** WHAT THE EXERCISE ASKS **
Your job is to copy every line in the material containing the word "getDataDir".

** THE DATA **
PR #6222, opened 2023-03-16
refactor: move usage of PNPM_HOME into getDataDir

GeoffreyEmerson:
Code was added on Oct 29, 2022 that prioritizes the environment variable `PNPM_HOME` for use setting the home / store-dir / data-dir: https://github.com/pnpm/pnpm/pull/5566

This refactor does not change any logic. It simply moves the PNPM_HOME option onto the top of list of other options in the function where the data-dir is defined: `getDataDir`. This is the only place in the code where `getDataDir` is used aside from tests.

** ANSWER SPACE **
refactor: move usage of PNPM_HOME into getDataDir
This refactor does not change any logic. It simply moves the PNPM_HOME option onto the top of list of other options in the function where the data-dir is defined: `getDataDir`. This is the only place in the code where `getDataDir` is used aside from tests.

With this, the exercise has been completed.